# Back Hoe Loader Cloggs With Snow



## ICindrich (Dec 21, 2005)

I move snow around our shop (huge drifts due to 10,000sq" peaked roof) and job sites with our Ford 655 backhoe. Front end bucket always gets packed w/ snow. Wondering if any one has any ideas or suggestions. Thanks!


----------



## Plow Meister (Oct 16, 2001)

It's probably going to get snow packed in it no matter what you do. However, this may help...

1. Does it sit outside or in a heated shop? If it sits in a heated shop you should let the bucket adjust to the outside temperature first. What may be happening is the snow you are trying to push is melting and re-freezing to the bucket since is is warmer than 32 degrees.

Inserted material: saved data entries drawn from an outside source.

PR #655, opened 2024-02-29
Set up separate Web UI doc

mjang:
I think this took me < 1h to set up, and addresses IMO one of the biggest misses in our docs.


davidmyriel (approved):
lgtm

PR #667, opened 2024-03-04
Add social preview images for various documentation pages

NirantK:
These are generated from [the script](https://github.com/qdrant/landing_page/blob/master/automation/generate-all-docs-preview.sh)

The script advocates generating social previews for all documentation pages. Since this'd make our social previews also consistent, I hope that this is useful?


generall:
something is wrong with this change, too many files changed

generall:
this is how it is supposed to look like https://github.com/qdrant/landing_page/pull/672/files

NirantK:
I've used the very same script. From the PR which you shared, the placement is wrong? We'd prefer to have these nested in directories for each post?

generall:
> We'd prefer to have these nested in directories for each post?

this is not just preferred. It is how it works and majority of previews are already there.

> I've used the very same script.

I am not sure what could go wrong, but apparently we need to move it into CI

mjang:
Question: why do we need preview images for our documentation?

mjang:
As suggested by @NirantK , I'm closing this PR, and will defer to @generall 's guidance.

PR #675, opened 2024-03-04
Broken links fixes

trean:


mjang:
Thanks, @trean . (Begs the question, why did this fail in lychee?)

PR #676, opened 2024-03-04
Fix broken social image links

mjang:


generall (changes requested):
Why it uses images from the old article?

mjang:
Closing, as lychee no longer shows broken links from this file. (I see based on https://github.com/qdrant/landing_page/pull/677/files)

PR #679, opened 2024-03-05
Removed pages with taxonomy

trean:
Hugo automatically creates pages for tags and categories, but we currently don't need them.
In this PR, I have disabled the rendering of those pages.
However, we can still utilize taxonomy for internal purposes such as displaying related posts on our blog.


generall (changes requested):
Let's specify aliases in blog for removed pages

trean:
@generall added aliases

**Note for the content team**
There is no need to add redirects for future new tags and categories!

PR #1761, opened 2025-07-04
Update reranking-hybrid-search Images

mwitiderrick:


mwitiderrick:
> PREVIEW



> Hey, I'd appreciate having another look at the images and centering all the texts. If you check how the elements positioning look like for "Dense Embeddings" and "Sparse Embeddings", you'll see they're not consistent. Also, the images don't need to bee that big.

Please check now

PR #1780, opened 2025-07-14
Update optimization image

mwitiderrick:
[PREVIEW](https://deploy-preview-1780--condescending-goldwasser-91acf0.netlify.app/documentation/concepts/optimizer/)


qdrant-landing/static/docs/optimization.png
kacperlukawski, line 1: I don't think it's a 1:1 remake of the previous image. The old one clearly shows that segments are parts of the collection, but here it's just connected through register.

image

kacperlukawski (changes requested):

PR #1797, opened 2025-07-16
time-based boosting example

mwitiderrick:


generall (changes requested):
We don't need another "bould" tutorial for that. It would be enough to have a section next to geo-based boosting in the main docs.

PR #1802, opened 2025-07-17
Update quickstart.md

Nothing-Works:
There is a problem for windows docker user, where if you mount to a local folder then the next time to start the container it will not work. Using a named mount solves the problem so I thought it's better to notify in the docs. related link https://github.com/qdrant/qdrant/issues/6679#issuecomment-2983254015


timvisee (approved):

Nothing-Works:
@timvisee who is going to merge this PR?

generall:
But I agree that it is better to be mentioned

PR #1849, opened 2025-08-12
Extend Private Cloud Setup guide

bashofmann:
* Example for upgrade 
* Example for changing the configuration 
* Example for StorageClass and VolumeSnapshotClass modification 
* Example for image mirroring


leflambeur (changes requested):
A number of changes, mostly trying to be concise or less wordy or more declarative

Some of the comments in the configuration use a lot of filler but this is consistent throughout so it might be idiomatic - feel to disregard if it is idiomatic but it doesn't read well in situ for me

PR #1857, opened 2025-08-14
Automate llms.txt generation

kacperlukawski:
This PR contains a script that automatically generates llms.txt and llms-full.txt, so whenever we change anything in the content, it's automatically reflected in these files.

### Key characteristics

- GitHub Models are used to summarize the files for the llms.txt
- The summarization is not applied to the URLs that already exist in LLMS.txt
- The llms-full.txt is always regenerated

The current state of both files was generated with this script. I also added a GitHub action that should automatically update the state of them.


automation/generate-llms-txt.py
```diff
@@ -0,0 +1,208 @@
...
+    :param content:
+    :return:
+    """
+    # Truncate the content to a maximum of 8192 characters
+    content = content[:8192]
+
+    # Call the GitHub Models API to generate a summary
+    client = openai.OpenAI(
+        api_key=os.environ.get("GITHUB_TOKEN"),
+        base_url="https://models.github.ai/inference",
```
generall, line 143: Do you propose to call language model as a part of CI process?

PR #1865, opened 2025-08-18
Add snippets to disable quantization in guide

KShivendu:
It was missing from the [quantization guide](https://qdrant.tech/documentation/guides/quantization) and the API design is non-obvious. So better to document it clearly.

```http
PATCH /collections/{collection_name}
{
    "quantization_config": "Disabled"
}
```


timvisee:
> ```httpspec
> "quantization_config": "Disabled"
> ```

IIRC we use the lowercase `"disabled"` in other places

KShivendu:
> in other places

Where exactly? Here I've clearly verified that Qdrant needs "Disabled" instead of "disabled"

Anush008 (approved):

PR #1882, opened 2025-08-29
Add article about MUVERA embeddings

kacperlukawski:
This article describes the process of creating MUVERA embeddings out of multi-vector representations. The most recent version of FastEmbed brings the support of them, but we also want to cover the algorithm itself.


generall:
Hey! Could you please share a link to image sources in figma?

kanungle:
> Hey! Could you please share a link to image sources in figma?

@generall we are attempting to try excalidraw with Qdrant style defaults, as discussed. They excalidraw json is included with each article.

kacperlukawski:
> @kacperlukawski i reviewed. It generally looks like it's on a good path but I think it needs a little more.
> 
> What are the RPS comparisons with single vector representations? Can we quantify? When should I use MUVERA? Do we have practical examples? What are the closing thoughts? It feels to end abruptly.
> 
> Also might be use full to add a simple diagram of variable length vs fixed length vectors

I like the idea of benchmarking it. I need to run the experiments.

However, I didn't fully get the diagram of variable-length vs fixed-length vectors. I only mention "variable-length sequences of vectors" in the article, as multi-vector representations usually have more vectors for documents than for the queries. I don't know how to visualize that, so hopefully the first diagram shows that more or less.

Btw, I updated the diagrams.

kacperlukawski:
@kanungle I made some changes to the article and added some metrics to show an impact on the quality and latency. Would appreciate you having another look.

kanungle:
@kacperlukawski I like the additions a lot. Very helpful.

I do think that we should show bar charts when possible to complement tables, for easier interpretability. Okay this time but something for the future.

I think the graphics still need a little bit of work due to small fonts and line styles. I will try to edit your excalidraw and see if I can improve it.

I also believe every section needs a header, including the intro and conclusion. You could start with "What are MUVERA Embeddings" and close with header "Try it out today"

Lastly, I think we need a more descriptive title for people that don't know what MUVERA is. Maybe "MUVERA: Making Multivector Embeddings More Feasible/Practical/Accessible/Performant"

kanungle:
Hey @kacperlukawski this looks really good!

One minor change: can you make the article title in 'Title Case' not 'Sentence case'

Meaning just capitalize the first character of words greater than 4 characters

After that I will approve

kanungle:
Great work, thanks!

PR #1941, opened 2025-10-06
separate branch for content updates that are not related to the cours…

holyMolyTolli:
…e but come from the enable-course branch

This only contains changes that replace "localhost" with a managed cloud URL and key. All changes were/are part of the enable-course branch.

Created this branch to divide the enable-course branch into smaller parts. However, I'm not sure if we should merge this. I'll let @kacperlukawski decide.


holyMolyTolli:
created [new PR](https://github.com/qdrant/landing_page/pull/1944) because I renamed the branch to match it's actual content.

PR #1962, opened 2025-10-22
Fill Course home page

kanungle:
initial content for /courses page. To be refined.


kanungle:
@generall could you change the button text to "Register Interest" for all cards except the first one?

PR #2629, opened 2026-08-14
Add Edge API page to Edge docs

szabosteve:
### [Edge preview](https://deploy-preview-2629--condescending-goldwasser-91acf0.netlify.app/documentation/edge/)

This PR adds a multi-page Edge API reference documenting every EdgeShard method in Python and Rust, with parameters, return values, and language differences.


qdrant-landing/content/documentation/edge/edge-api/reading-data.md
```diff
@@ -0,0 +1,212 @@
...
+In Rust, each request type has a fluent builder, so you only set the parameters you need:
+
+```rust
+let request = QueryRequest::builder()
+    .limit(10)
+    .with_payload(true)
+    .build();
+```
+
+Builders are available for `QueryRequest`, `SearchRequest`, `ScrollRequest`, `RetrieveRequest`, `CountRequest`, `FacetRequest`, `GroupRequest`, `SearchMatrixRequest`, and `Prefetch`. The Python bindings construct requests through their class constructors instead, where every optional parameter defaults to `None`.
```
xzfc: There are no `builder()` method for many of these.

E.g. there is no `QueryRequest::builder()`, but `QueryRequestBuilder::new()` exists.

qdrant-landing/content/documentation/edge/edge-api/reading-data.md
```diff
@@ -0,0 +1,212 @@
...
+
+Runs a single scoring query. `search` is a convenience path; with no prefetches or fusion to express, the request is simpler to build than the `query` equivalent.
+
+```python
+def search(self, search: SearchRequest) -> List[ScoredPoint]
+```
+
+```rust
+fn search(&self, request: SearchRequest) -> OperationResult<Vec<ScoredPoint>>
+```
```
xzfc: We are deprecating `search()` in favor of `query()`.

qdrant-landing/content/documentation/edge/edge-api/shard-lifecycle.md
```diff
@@ -0,0 +1,143 @@
...
+
+In Rust, `info` comes from the `EdgeShardRead` trait rather than from `EdgeShard` itself, so bring it into scope with `use qdrant_edge::EdgeShardRead;` before calling it.
+
+`ShardInfo` carries the following fields:
+
+| Field | Type | Description |
+|---|---|---|
+| `segments_count` | `int` | Number of segments in the shard. |
+| `points_count` | `int` | Number of points stored. |
+| `indexed_vectors_count` | `int` | Number of vectors that have been added to a vector index. |
```
xzfc: Add the word "approximate".

(we had many users' reports that `points_count` value is incorrect, so we want to say the word "approximate" very explicitly)

qdrant-landing/content/documentation/edge/edge-api/reading-data.md
```diff
@@ -0,0 +1,212 @@
...
+```rust
+fn count(&self, request: CountRequest) -> OperationResult<usize>
+```
+
+**Returns** the number of matching points.
+
+| Parameter | Type | Description |
+|---|---|---|
+| `filter` | `Filter` | Conditions the counted points must satisfy. Omit to count every point. |
+| `exact` | `bool` | Count exactly rather than estimating. Defaults to `True` in Python. |
```
xzfc:
```suggestion
| `exact` | `bool` | Count exactly rather than estimating. |
```

qdrant-landing/content/documentation/edge/edge-api/shard-lifecycle.md
```diff
@@ -0,0 +1,143 @@
...
+def create(path: str, config: EdgeConfig) -> EdgeShard
+```
+
+```rust
+pub fn new(path: &Path, config: EdgeConfig) -> OperationResult<EdgeShard>
+```
+
+| Parameter | Type | Description |
+|---|---|---|
+| `path` | `str` (Python) / `&Path` (Rust) | Path to the shard directory. Must not already contain segment data. |
```
xzfc: (opinion)

I think the "Type" column is redundant (here and in other such tables): we already have types in the snippet just above. Especially when it is verbose, e.g., "`str` (Python) / `&Path` (Rust)".

xzfc (changes requested):

szabosteve:
The Edge quickstart snippet sets `max_search_threads` and `search_pool_core` on `EdgeConfig`. Both parameters were added in qdrant-edge-py 0.8.0, but the snippet harness pinned 0.7.2, so mypy rejected them as unexpected keyword arguments and typecheck-snippets failed.

I bumped the pin and regenerated the lockfile via [97d36f2](https://github.com/qdrant/landing_page/pull/2629/commits/97d36f22b70c300e5125ea620548dacca1f9d832). qdrant-edge-py is the only package that moved; the other Edge snippets typecheck unchanged against 0.8.0.

xzfc (approved):

qdrant-landing/content/documentation/edge/edge-api/configuration.md
```diff
@@ -0,0 +1,206 @@
...
+
+```rust
+pub fn builder(size: usize, distance: Distance) -> EdgeVectorParamsBuilder
+```
+
+| Parameter | Description |
+|---|---|
+| `size` | Vector dimension. Required. |
+| `distance` | Distance metric. Required. |
+| `on_disk` | Store vectors on disk with mmap rather than in RAM. |
```
abdonpijpelink:
```suggestion
| `on_disk` | Whether to cache vectors in RAM for faster access, or serve them from disk. |
```
Vectors are always stored on disk. We should avoid "store" describing these "on disk" parameters.

qdrant-landing/content/documentation/edge/edge-api/configuration.md
```diff
@@ -0,0 +1,206 @@
...
+    .vector("text", EdgeVectorParams::builder(384, Distance::Cosine).build())
+    .on_disk_payload(true)
+    .build();
+```
+
+| Parameter | Description |
+|---|---|
+| `vectors` | Dense vector configuration. In Python, a single `EdgeVectorParams` configures the default unnamed vector. Optional if `sparse_vectors` is given. |
+| `sparse_vectors` | Sparse vector configuration. |
+| `on_disk_payload` | Store payload on disk with mmap rather than in RAM. Defaults to on-disk. |
```
abdonpijpelink:
```suggestion
| `on_disk_payload` | Whether to cache payloads in RAM for faster access, or serve them from disk. |
```

qdrant-landing/content/documentation/edge/edge-api/configuration.md
```diff
@@ -0,0 +1,206 @@
...
+```
+
+```rust
+pub fn builder() -> EdgeSparseVectorParamsBuilder
+```
+
+| Parameter | Description |
+|---|---|
+| `full_scan_threshold` | Threshold below which a full scan is used instead of the sparse index. |
+| `on_disk` | Store the sparse index on disk rather than in RAM. |
```
abdonpijpelink:
```suggestion
| `on_disk` | Whether to cache sparse vector indexes in RAM for faster access, or serve them from disk.  |
```

qdrant-landing/content/documentation/edge/edge-api/configuration.md
```diff
@@ -0,0 +1,206 @@
...
+```
+
+| Parameter | Description |
+|---|---|
+| `deleted_threshold` | Minimum fraction of deleted vectors in a segment required to run vacuum. Default: `0.2`. |
+| `vacuum_min_vector_number` | Minimum number of vectors in a segment required to run vacuum. Default: `1000`. |
+| `default_segment_number` | Target number of segments. `0` chooses automatically from the CPU count. |
+| `max_segment_size` | Maximum segment size in KB. Derived from the CPU count when unset. |
+| `indexing_threshold` | Size in KB above which a segment gets an HNSW index. |
+| `prevent_unoptimized` | Store points written to unoptimized segments larger than the indexing threshold as deferred points: they are persisted but excluded from reads and searches until the segments are optimized. |
```
abdonpijpelink:
```suggestion
| `prevent_unoptimized` | [Prevents slow reads from large unoptimized segments](/documentation/ops-optimization/optimizer/#prevent-reads-from-large-unindexed-segments) by deferring the visibility of points until they've been indexed. |
```
Just a suggestion. I think a link here is helpful.

qdrant-landing/content/documentation/edge/edge-api/updating-data.md
```diff
@@ -0,0 +1,81 @@
...
+| `set_payload` | `point_ids`, `payload`, `key` | Merge payload fields into points. |
+| `set_payload_by_filter` | `filter`, `payload`, `key` | Merge payload fields into matching points. |
+| `overwrite_payload` | `point_ids`, `payload`, `key` | Replace the entire payload on points. |
+| `overwrite_payload_by_filter` | `filter`, `payload`, `key` | Replace the entire payload on matching points. |
+| `delete_payload` | `point_ids`, `keys` | Delete named payload fields from points. |
+| `delete_payload_by_filter` | `filter`, `keys` | Delete named payload fields from matching points. |
+| `clear_payload` | `point_ids` | Delete all payload from points. |
+| `clear_payload_by_filter` | `filter` | Delete all payload from matching points. |
+| `create_field_index` | `field_name`, `schema` | Index a payload field. |
+| `delete_field_index` | `field_name` | Remove a payload field index. |
```
abdonpijpelink, line 58:
```suggestion
### Payload Indexes

The `update` operation also enables you to create and delete payload indexes.

| Operation | Parameters | Description |
|---|---|---|
| `create_field_index` | `field_name`, `schema` | Index a payload field. |
| `delete_field_index` | `field_name` | Remove a payload field index. |

### Modify the Vector Schema

Add or remove named vectors to an existing Edge Shard’s schema. This is useful when migrating to a new embedding model or adding hybrid search to an Edge Shard that already contains data.

| Operation | Parameters | Description |
|---|---|---|
```

qdrant-landing/content/documentation/edge/edge-api/updating-data.md
```diff
@@ -0,0 +1,81 @@
...
+
+**Returns** nothing in Python. In Rust, returns `Ok(())` on success.
+
+Creating a named vector that already exists with different parameters fails.
+
+## Update Operations
+
+In Python, `UpdateOperation` is a class with static constructors, one per operation. Each returns an `UpdateOperation` to pass to `update`.
+
+| Operation | Parameters | Description |
```
abdonpijpelink, line 34: I've left a suggestion to break this table into three:

- one for operations on data
- one for payload index changes
- one for schema-level changes

The latter two should perhaps be in the "Configuration" section, but for reference purposes it's also fine to keep them here.

qdrant-landing/content/documentation/edge/edge-api/updating-data.md
```diff
@@ -0,0 +1,81 @@
...
+| `delete_payload` | `point_ids`, `keys` | Delete named payload fields from points. |
+| `delete_payload_by_filter` | `filter`, `keys` | Delete named payload fields from matching points. |
+| `clear_payload` | `point_ids` | Delete all payload from points. |
+| `clear_payload_by_filter` | `filter` | Delete all payload from matching points. |
+| `create_field_index` | `field_name`, `schema` | Index a payload field. |
+| `delete_field_index` | `field_name` | Remove a payload field index. |
+| `create_dense_vector` | `vector_name`, `size`, `distance`, `multivector_config`, `datatype` | Add a dense named vector to the schema. |
+| `create_sparse_vector` | `vector_name`, `modifier`, `datatype` | Add a sparse named vector to the schema. |
+| `delete_vector_name` | `vector_name` | Remove a named vector from the schema. |
+
```
abdonpijpelink, line 69:
```suggestion

### Parameters

```
If breaking up the table, we need this header I think

abdonpijpelink (commented):
This is looking great. Left a few suggestions.

abdonpijpelink (approved):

2. Try lightly coating the bucket in diesel fuel. This can help keep snow from sticking.

I'm guessing your loader is kept indoors and that is probably the main source of your problems.


----------



## Frostysnow (Dec 21, 2004)

You could always get a snow pusher for the front, if u just wanna throw money at the problem.payup


----------



## Jay brown (Dec 26, 2005)

we paint our buckets every year if we have time. bare metal will absorb moisture more so than a painted surface, causing snow to stick.


----------



## DugHD (Nov 1, 2005)

Like the others have said, the bucket has to be as cold as the snow. You cant leave it in a heated shop and go out and move snow. Paint the bucket, spray diesel on it or pam or pledge .


----------



## itsgottobegreen (Mar 31, 2004)

Every time you dump the bucket. While the cutting edge is facing down. Shake the heck out of the bucket. The shaking usually knocks the snow out of the bucket. Works good for wet dirt too.


----------



## phishoook (Jan 5, 2002)

put a little deisel in a pump sprayer and give it a coat.


----------



## pools&plowingct (Nov 18, 2005)

spraying diesel sounds good but at 2.69 a gallon is alittle rough i mean granted he isn't spraying a whole gallon but it owuld add up i wouldtry some pam


----------



## brunosplace (Dec 30, 2004)

pools&plowingct said:


> spraying diesel sounds good but at 2.69 a gallon is alittle rough i mean granted he isn't spraying a whole gallon but it owuld add up i wouldtry some pam


At about $1.19 per spray can of pam it is far more expensive per gallon than the diesel fuel. 128 ounces per gallon. 8 ounces per can of Pam equals 16 cans at $19.04 per gallon payup


----------



## Dirt_Werx (Nov 26, 2005)

haha nice math, looks like someone has too much time on his hands


----------



## SkykingHD (Jan 31, 2002)

*paint bucket*

The snow does not stick to snow plows very much. Wonder if you painted with there "snow flow" paint the problem would be better?

Dave


----------



## oarwhat (Nov 29, 2005)

*i agree*

A warm bucket or very cold temperatures make the snow stick. We use pushers now but when we used the buckets my brother started paintng them every year. I told him it's waste of paint but he proved me wrong. Paint doesn't stop all the sticking but it's about 75% better


----------



## justme- (Dec 28, 2004)

Dirt_Werx said:


> haha nice math, looks like someone has too much time on his hands


Common sense actually. Since Pam is expensive (and largely ineffective in my experiances) Pledge might work but is more expensive thn Pam. How about some used motor oil? That's cheap and can easily be cut with some diesel for spraying if needed- that's what alot of old timers used to use as undercoating on their trucks before the Govt and EPA stepped in.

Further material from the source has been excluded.